Articles and Miscellany

  • Humberto Monteón González / Gabriela María Luisa Riquelme Alcantar
    Time of Revolution: technical education during the storm

    Abstract: In the schools of arts and trades, the workshops were the backbone of the education provided in these schools. At the junction of the 19th and 20th centuries, preparation for craftsmen in various trades, in accordance with the requirements of the time, evolved towards the formation of specialized workers and heads of workshop, and in the context of the Mexican Revolution, by decision of constitutionalism, through curricular reform, towards formation of engineers in the branchs of mechanics and electricity.

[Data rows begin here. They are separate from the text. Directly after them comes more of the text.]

PR #1079, opened 2026-02-04
fix(deepagents): `_validate_skill_name` method consistently returns false on Windows 

EugeneTechLab:
root cause: In the if name != directory_name check, directory_name was holding the directory path instead of the directory name, which caused the validation logic to fail on Windows.

fix: updated the logic to correctly derive and compare the directory name, ensuring _validate_skill_name behaves as expected across platforms.


eyurtsev:
Windows is only supported through WSL at the moment.

PR #1085, opened 2026-02-04
feat(cli): add working_dir and LangSmith template customization

aran-yogesh:
Changes:
- Add working_dir parameter to get_system_prompt() and create_cli_agent() to override default sandbox working directory
- Add template and template_image parameters to LangSmithProvider.get_or_create() for custom sandbox templates
- Add template and template_image pass-through in create_sandbox() factory function
- Support env vars LANGSMITH_SANDBOX_TEMPLATE_NAME and LANGSMITH_SANDBOX_TEMPLATE_IMAGE for defaults

### DIFF
--- a/libs/cli/deepagents_cli/integrations/langsmith.py
+++ b/libs/cli/deepagents_cli/integrations/langsmith.py
@@ -20,51 +20,36 @@ from deepagents.backends.sandbox import (
 )
 
 if TYPE_CHECKING:
-    from langsmith.sandbox import Sandbox, SandboxClient
-
+    from langsmith.sandbox import Sandbox, SandboxClient, SandboxTemplate
 
 # Default template configuration
-DEFAULT_TEMPLATE_NAME = "deepagents-cli"
-DEFAULT_TEMPLATE_IMAGE = "python:3"
+DEFAULT_TEMPLATE_NAME = os.getenv("LANGSMITH_SANDBOX_TEMPLATE_NAME", "deepagents-cli")
+DEFAULT_TEMPLATE_IMAGE = os.getenv("LANGSMITH_SANDBOX_TEMPLATE_IMAGE", "python:3")
 
 
 class LangSmithBackend(BaseSandbox):
-    """LangSmith backend implementation conforming to SandboxBackendProtocol.
-
-    This implementation inherits all file operation methods from BaseSandbox
-    and only implements the execute() method using LangSmith's API.
-    """
+    """LangSmith backend implementation."""
 
     def __init__(self, sandbox: Sandbox) -> None:
-        """Initialize the LangSmithBackend with a sandbox instance.
-
-        Args:
-            sandbox: LangSmith Sandbox instance
-        """
+        """Initialize with sandbox instance."""
         self._sandbox = sandbox
-        self._timeout: int = 30 * 60  # 30 mins default
+        self._timeout: int = 30 * 60
 
     @property
     def id(self) -> str:
-        """Unique identifier for the sandbox backend."""
+        """Return sandbox name as ID."""
         return self._sandbox.name
 
     def execute(self, command: str) -> ExecuteResponse:
-        """Execute a command in the sandbox and return ExecuteResponse.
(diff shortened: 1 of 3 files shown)


libs/cli/deepagents_cli/integrations/langsmith.py
```diff
@@ -20,12 +20,11 @@
...
 
 if TYPE_CHECKING:
-    from langsmith.sandbox import Sandbox, SandboxClient
+    from langsmith.sandbox import Sandbox, SandboxClient, SandboxTemplate
 
-
-# Default template configuration
-DEFAULT_TEMPLATE_NAME = "deepagents-cli"
-DEFAULT_TEMPLATE_IMAGE = "python:3"
+# Default template configuration - can be overridden via environment variables
```
bracesproul: dont use env vars, see eugene's req in slack

libs/cli/deepagents_cli/integrations/langsmith.py
```diff
@@ -83,10 +82,11 @@ def download_files(self, paths: list[str]) -> list[FileDownloadResponse]:
 
         Returns:
             List of FileDownloadResponse objects, one per input path.
-            Response order matches input order.
 
-        TODO: Map LangSmith API error strings to standardized FileOperationError codes.
-        Currently only implements happy path.
+        Note:
```
bracesproul, line 85: why'd you change this docstring? dont think it should be changed

libs/cli/deepagents_cli/integrations/langsmith.py
```diff
@@ -102,7 +102,6 @@ def download_files(self, paths: list[str]) -> list[FileDownloadResponse]:
     def upload_files(self, files: list[tuple[str, bytes]]) -> list[FileUploadResponse]:
         """Upload multiple files to the LangSmith sandbox.
 
-        Leverages LangSmith's native file write API for efficiency.
```
bracesproul, line 105: same with all the docstring changes. dont make changes unless absolutely necessary for the PR so we can keep the diff size as small as possible

libs/cli/deepagents_cli/integrations/langsmith.py
```diff
@@ -168,55 +174,70 @@ def get_or_create(
         *,
         sandbox_id: str | None = None,
         timeout: int = 180,
+        template: SandboxTemplate | str | None = None,
+        template_image: str | None = None,
```
bracesproul: eugege asked for this to be inside `kwargs`

instead of defining args, you should just check to see if `kwargs` is a dict, if so check if it has those fields, and if so, use them

libs/cli/deepagents_cli/integrations/langsmith.py
```diff
@@ -168,55 +174,70 @@ def get_or_create(
...
                 sandbox = self._client.get_sandbox(name=sandbox_id)
             except Exception as e:
                 msg = f"Failed to connect to existing sandbox '{sandbox_id}': {e}"
                 raise RuntimeError(msg) from e
             return LangSmithBackend(sandbox)
 
-        # Create new sandbox - ensure template exists first
-        self._ensure_template()
+        # Resolve template name from various input types
+        template_name = self._resolve_template_name(template)
```
bracesproul: this should prob be resolve template name & image

if template_image isn't defined, we should still check to see if template is an instance of `SandboxTemplate`, and if so, we can use the `template.image` field there to get the image

libs/cli/deepagents_cli/integrations/sandbox_factory.py
```diff
@@ -68,6 +68,8 @@ def create_sandbox(
     *,
     sandbox_id: str | None = None,
     setup_script_path: str | None = None,
+    template: str | None = None,
+    template_image: str | None = None,
```
bracesproul: same comment as above, but i think this should just be `kwargs` then you pass `kwargs` to `get_or_create`

bracesproul (changes requested):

  • Mijael Altamirano Santiago / Abigail Martínez Mendoza
    The comparative method and the neo-institucionalism as methodological framework for research in the Social Science

    Abstract: This paper describes the meaning and direction taken by the comparative method and neoinstitutionalism as a methodological tool in the study of phenomena and social facts, as well as the treatment of political and governmental institutions.

  • Sergio López Ramos
    The first explanations of psychosomatic in Mexico

    Abstract: The work is about the topic of the corporal and psychosomatic in Mexico in the 20th century. An exhibition is done on the importance of the health, in a reading of information and the discussion on what it is important to read of them. The topic of the psychosomatic is approached from the psychoanalysis by a group of mexicans doctors that were formed in psychiatry. The discussion focused on the process of search for the origin of the disease without an etiology that relates to the virus and the bacteria.

  • Jorge Silva García
    Why is necessary the economic and financial education in the universities?

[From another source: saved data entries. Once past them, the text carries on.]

PR #1087, opened 2026-02-04
poc(sdk): deprecate factory pattern for backends

sydney-runkle:
1. deprecate factory pattern in favor of making langgraph context accessible in individual methods
2. introduce `namespace` arg to `StoreBackend` to support namespace gen as a function of langgraph context
3. rename unintuitively named tools `ls_info` -> `ls`, for example

need to convince myself that this is much better and mostly backwards compatible

### New `BackendContext` for method-level context
```python
@dataclass
class BackendContext:
    state: dict[str, Any]
    runtime: Runtime

# Usage
ctx = BackendContext(state=state, runtime=runtime)
result = backend.read("/path/to/file", ctx=ctx)
```

### Cleaner method names with deprecation warnings
```python
# Old (deprecated, warns)
backend.ls_info("/path")
backend.grep_raw("pattern")
backend.glob_info("*.py")

# New
backend.ls("/path", ctx=ctx)
backend.grep("pattern", ctx=ctx)
backend.glob("*.py", ctx=ctx)
```

### Flexible namespace factory for `StoreBackend`
```python
# Old: relied on assistant_id detection from metadata
backend = StoreBackend(runtime)

# New: explicit namespace factory
backend = StoreBackend(
    namespace=lambda ctx: ("filesystem", ctx.runtime.context.user_id)
)
```

### Before: Tools required `_get_backend()` factory resolution
```python
# Middleware had to store factory and resolve at call time
class FilesystemMiddleware:
    def __init__(self, backend: BACKEND_TYPES | None = None):
        # Had to support both instances AND factories
        self.backend = backend if backend is not None else (lambda rt: StateBackend(rt))
    
    def _get_backend(self, runtime: ToolRuntime) -> BackendProtocol:
        # Factory resolution on every tool call
        if callable(self.backend):
            return self.backend(runtime)
        return self.backend
    
    # Tool implementation
    def _ls_sync(self, runtime: ToolRuntime, path: str) -> str:
        resolved_backend = self._get_backend(runtime)  # resolve factory
        infos = resolved_backend.ls_info(validated_path)
        ...
```

### After: Pass context directly to backend methods
```python
# Middleware stores backend instance directly
class FilesystemMiddleware:
    def __init__(self, backend: BackendProtocol | None = None):
        self.backend = backend if backend is not None else StateBackend()
    
    # Tool implementation - context passed at call site
    def _ls_sync(self, runtime: ToolRuntime, path: str) -> str:
        infos = self.backend.ls(validated_path, ctx=BackendContext(runtime.state, runtime))
        ...
```

### Before: Hooks needed runtime at construction
```python
# Backend needed runtime upfront to access state
class StateBackend:
    def __init__(self, runtime: ToolRuntime):
        self.runtime = runtime
    
    def ls_info(self, path: str) -> list[FileInfo]:
        files = self.runtime.state.get("files", {})  # accessed via stored runtime
        ...
```

### After: Hooks receive context per-call
```python
# Backend is stateless, receives context when needed
class StateBackend:
    def __init__(self):
        pass  # no runtime needed
    
    def ls(self, path: str, *, ctx: BackendContext | None = None) -> list[FileInfo]:
        files = ctx.state.get("files", {})  # accessed via passed context
        ...
```

### DIFF
--- a/libs/deepagents/deepagents/backends/composite.py
+++ b/libs/deepagents/deepagents/backends/composite.py
@@ -101,7 +101,7 @@ class CompositeBackend(BackendProtocol):
         self,
         path: str,
         *,
-        _ctx: BackendContext | None = None,
+        ctx: BackendContext | None = None,  # noqa: ARG002
     ) -> list[FileInfo]:
         """List directory contents (non-recursive).
 
@@ -161,7 +161,7 @@ class CompositeBackend(BackendProtocol):
         self,
         path: str,
         *,
-        _ctx: BackendContext | None = None,
+        ctx: BackendContext | None = None,  # noqa: ARG002
     ) -> list[FileInfo]:
         """Async version of ls."""
         # Check if path matches a specific route
@@ -205,7 +205,7 @@ class CompositeBackend(BackendProtocol):
         offset: int = 0,
         limit: int = 2000,
         *,
-        _ctx: BackendContext | None = None,
+        ctx: BackendContext | None = None,  # noqa: ARG002
     ) -> str:
         """Read file content, routing to appropriate backend.
 
@@ -227,7 +227,7 @@ class CompositeBackend(BackendProtocol):
         offset: int = 0,
         limit: int = 2000,
         *,
-        _ctx: BackendContext | None = None,
+        ctx: BackendContext | None = None,  # noqa: ARG002
     ) -> str:
         """Async version of read."""
         backend, stripped_key = self._get_backend_and_key(file_path)
@@ -239,7 +239,7 @@ class CompositeBackend(BackendProtocol):
         path: str | None = None,
         glob: str | None = None,
         *,
-        _ctx: BackendContext | None = None,
+        ctx: BackendContext | None = None,  # noqa: ARG002
     ) -> list[GrepMatch] | str:
         """Search files for literal text pattern.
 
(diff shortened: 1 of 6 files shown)


mdrxy:
Supersedes #1050?

sydney-runkle:
yeah gonna move forward w/ this one bc it's backwards compat ish

libs/deepagents/deepagents/backends/composite.py
```diff
@@ -96,23 +97,29 @@ def _get_backend_and_key(self, key: str) -> tuple[BackendProtocol, str]:
 
         return self.default, key
 
-    def ls_info(self, path: str) -> list[FileInfo]:
+    def ls(
+        self,
+        path: str,
+        *,
+        ctx: BackendContext | None = None,  # noqa: ARG002
```
eyurtsev, line 104: Should we keep ARG002 or get rid of it? Seems like it's largely false positives

libs/deepagents/deepagents/backends/composite.py
```diff
@@ -96,23 +97,29 @@ def _get_backend_and_key(self, key: str) -> tuple[BackendProtocol, str]:
...
+    ) -> list[FileInfo]:
```
eyurtsev, line 105: Are there additional changes we need to incorporate (e.g., return types) before we commit to new names?

sydney-runkle: yeah we should think about return types before doing v0.4

libs/deepagents/deepagents/backends/composite.py
sydney-runkle: it's that this is "unused" but I want it to match the signature of the protocol... can probably ignore at the file level? wdyt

    Abstract: International experience shows that there are many reasons for economic and financial education to the people of a country: increase savings and the levels of investment, increased resources for funding the production sector, economic stability, etc. But in the case of Mexico, three reasons must be added. First, the high levels of unemployment and underemployment affecting young people and with a greater degree of schooling; second, the small number of companies, most of which have a low rate of productivity and low capacity generating jobs and, third, the increased participation of children in illicit activities due to lack of opportunities. An economic and financial education programme for young students and future professionals will enable them to acquire a global vision of the tightness of the labour market in Mexico and develop the basic skills to understand the need to create new enterprises that produce goods and services of high value added, enabling them to compete in global markets. Thus, addition of resolve their particular working situation, they will contribute to stimulating job creation and economic growth.